╔══
PR #20471, opened 2026-01-23
Refactor streaming agg query phase planning

bowenlan-amzn:
### Description

Streaming aggregation feature supports an agg defined with
- Top level should be string terms agg and numeric terms agg
- Second level/sub aggregation could be numeric terms, cardinality, max, min, sum (we should add avg and value_count soon)
If multiple aggs fit above constraints, it should also be good.

Segment streaming topN heuristic set to `shard_size`
Also user has a index level setting to provide the segment topN size. 
The final topN is the larger one of these 2

The topN is compared with `search.aggregations.streaming.max_estimated_bucket_count` to decide whether streaming should be used or not. If exceed, streaming is considered to stream back too many buckets per segment so we will fall back to default aggregation path which send response per shard.

### Related Issues

### Check List

### DIFF
--- a/server/src/main/java/org/opensearch/search/streaming/FlushModeResolver.java
+++ b/server/src/main/java/org/opensearch/search/streaming/FlushModeResolver.java
@@ -13,11 +13,10 @@ import org.opensearch.common.settings.Setting;
 import org.opensearch.search.aggregations.AggregationBuilder;
 import org.opensearch.search.aggregations.AggregatorFactories;
 import org.opensearch.search.aggregations.bucket.terms.TermsAggregationBuilder;
-import org.opensearch.search.aggregations.metrics.AvgAggregationBuilder;
 import org.opensearch.search.aggregations.metrics.CardinalityAggregationBuilder;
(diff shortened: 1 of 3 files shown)


server/src/main/java/org/opensearch/search/streaming/FlushModeResolver.java
```diff
@@ -79,120 +88,83 @@ public final class FlushModeResolver {
...
-
-        return FlushMode.PER_SEGMENT;
+        return isMetricAggregation(agg);
     }
 
+    private static boolean isMetricAggregation(AggregationBuilder agg) {
+        return agg instanceof CardinalityAggregationBuilder
+            || agg instanceof MaxAggregationBuilder
+            || agg instanceof MinAggregationBuilder
+            || agg instanceof AvgAggregationBuilder
```
rishabhmaurya: do we support avg? 
also, don't we support sum now?

bowenlan-amzn: updated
╚══
DESCRIPTION OF THE TASK >> Each line from the top of the listing down to and including the one containing "- Top level" should be transcribed exactly; nothing else is to be output.

SOLUTION TO THIS PROBLEM >>
PR #20471, opened 2026-01-23
Refactor streaming agg query phase planning

bowenlan-amzn:
### Description

Streaming aggregation feature supports an agg defined with
- Top level should be string terms agg and numeric terms agg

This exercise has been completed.